Na escrita da Filipa as borbulhas são pontos de exclamação, os lábios são trampolins para o infinito, os olhos são archotes para comer a noite à traição, o suor é um rio que desagua e não desagua no mar da tranquilidade.
A escrita da Filipa molda-se à alma, é líquida, torrencial quase sempre, é forte - crava as garras certeiras na correnteza indomável da Vida. A escrita da Filipa não tem pé. Apanha-nos, muitas vezes, com a boca na Vida.
A escrita da Filipa é viciante. São três linhas psicotrópicas, imaculadamente brancas, de Poesia: a cidade líquida; nós, a cidade; a cidade esquecida. Cheirem a primeira linha - não pararão mais até ao orgasmo, até à libertação final:

A solidão atravessa a praça, triunfal, ganha cor, ganha corpo, e invade-nos em todas as artérias. Só a Amor a pode deter. "Nós reduziremos a arte à sua expressão mais simples que é o amor" (Breton).
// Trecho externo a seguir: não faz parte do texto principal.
PR #716, opened 2023-02-27
Fix bug in bundlePackages()

hadley:
Introduced in #670.


hadley:
@aronatkins FYI — I missed this because I haven't been testing the full deployment pathway as often as I should 😞.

Só a caneta da Filipa pode inverter o rumo inexorável da História - debruçada numa das varandas da cidade gritas para a multidão:
-"Estamos rodeados de emboscadas - tanto melhor".
Filipa: entro no teu poema como se fosse vírgula...

...

A Filipa Leal é já uma das vozes importantes da "novíssima" poesia portuguesa. Ao lado de Daniel Jonas, Ana Paula Inácio, Manuel de Freitas, Jorge Gomes Miranda, José Miguel Silva, Rui Coias e certos outros poetas.
Deixo-vos com um dos poemas do seu mais recente livro "A cidade líquida e outras texturas" (Editora DERIVA):

A CIDADE ESQUECIDA

Para o António.

Ela disse: Sou uma cidade esquecida.
Ele disse: Sou um rio.

Ficaram em silêncio à janela
cada um à sua janela
olhando a sua cidade, o seu rio.

Ela disse: Não sou exactamente uma cidade.
Uma cidade é diferente de uma cidade
esquecida.

Ele disse: Sou um rio exacto.

Agora na varanda
cada um na sua varanda
pedindo: Um pouco de ar entre nós.

Ela disse: Escrevo palavras nos muros que pensam em ti.
Ele disse: Eu corro.

De telefone preso entre o rosto e o ombro
para que ao menos se libertassem as mãos
cada um com as suas maos libertas.
Ela temeu o adeus,disse:Sou uma cidade esquecida.
Ele riu.

1 comentário:

pat disse...

Sobre o novo livro da filipa Leal importante ler no último Mil Folhas (Público) a crónica do Educardo Prado Coelho (linda de morrer).